My favorite writing teacher from my college days, memoirist Laurel Lee, died of pancreatic cancer last week in Oregon. She was 58 years old.

Laurel was perhaps best known for her 1977 book Walking Through the Fire, which was a Christian-themed account of her simultaneous struggle with Hodgkin’s disease, a dangerous pregnancy, and the fact that her husband was leaving her for the babysitter. The book began as a hand-written journal entitled the “Laurel Lee Goes to the Hospital Book”, and eventually went on to become (with the help of a doctor, who sent it to an editor in New York) a best-seller in the U.S. It was reprinted in 52 countries and made into a CBS-TV movie in 1979. Laurel went on to write several children’s books and four more books for adults, including Tapestry: The Journey of Laurel Lee, which came out earlier this summer. Her obituary in the Oregonian can be found here.

In the classroom, I always appreciated Laurel’s willingness to push the envelope at our decidedly conservative college (she once drove in a prostitute for us to interview for a Biography/Memior class), as well as her enthusiasm for all forms of creativity (including the time I shamelessly fictionalized a profile-bio of my dull track coach to include tales of hallucinogenic drug use and public urination). Outside of the classroom, she took an interest in my travels and encouraged me to stay with her friends (including children’s author Mike Thaler, whom she later married) during my first vagabonding stint around the USA in 1994. Two summers before that, she’d let me crash in her basement for a few months in exchange for helping her son Matthew build a room onto the house (I also worked as an extra on the set of Dr.
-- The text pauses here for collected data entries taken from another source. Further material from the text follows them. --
PR #1552, opened 2023-05-15
More explicit attachment errors.

b-butler:
## Description
Add an error message when any object fails to attach to a simulation with the class name.

## Motivation and context
This will significantly aid debugging by providing necessary information at attachment about what is causing the problem. Despite the `ParameterDict` and `TypeparameterDict` infrastructure, there are times where pybind11 will raise an error without much context making debugging very difficult. This can be seen in multiple mailing list questions.

## How has this been tested?

We don't normally test error messages, and so I did not here. A test can be added if desired.

## Change log

```
Added:
+ More descriptive error messages when calling `Simulation.run`.
```

## Checklist:

### DIFF
--- a/hoomd/operation.py
+++ b/hoomd/operation.py
@@ -307,8 +307,8 @@ class _HOOMDBaseObject(_HOOMDGetSetAttrBase,
             self._apply_typeparam_dict(self._cpp_obj, self._simulation)
         except Exception as err:
             raise type(err)(
-                f"Object of type {type(self)} could not be setup for "
-                f"simulating.") from err
+                f"Error applying parameters for object of type {type(self)}."
+                ) from err
         self._post_attach_hook()
 
     @property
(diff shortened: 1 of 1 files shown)


hoomd/operation.py
```diff
@@ -302,8 +302,13 @@ def _attach(self, simulation):
...
             self._use_count -= 1
             raise err
-        self._apply_param_dict()
-        self._apply_typeparam_dict(self._cpp_obj, self._simulation)
+        try:
+            self._apply_param_dict()
+            self._apply_typeparam_dict(self._cpp_obj, self._simulation)
+        except Exception as err:
+            raise type(err)(
+                f"Object of type {type(self)} could not be setup for "
```
joaander: "setup for simulating" sounds awkward. 
How about: "Error when applying parameters for object of type {type(self)}"?

hoomd/operation.py
```diff
@@ -302,8 +302,13 @@ def _attach(self, simulation):
...
+                f"simulating.") from err
```
b-butler:
```suggestion
                f"Error applying parameters for object of type {type(self)}."
                ) from err
```

joaander:
pre-commit.ci autofix

joaander (approved):
Thanks!

PR #1556, opened 2023-05-19
File object notice stream

### LINKED ISSUE #1449: File-like object for notice stream

iblanco11981870:
## Description

Provide a Python file-like object that writes to the HOOMD notice message stream.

Giggles that summer with her daughter Mary). Though I eventually lost touch with Laurel, I’ve remained long-standing friends with her oldest daughter Anna (whom I briefly dated during college).

Laurel even made it into the pages of Vagabonding, where I pulled a quote about the trappings of materialism from her 1990 book Godspeed. “Cities,” she wrote wryly, “are full of those who have been caught in monthly payments for avocado green furniture sets.”

My condolences and thanks go out to Anna, Matthew, Mary, Mike and the various grandkids. I’ll remember Laurel well.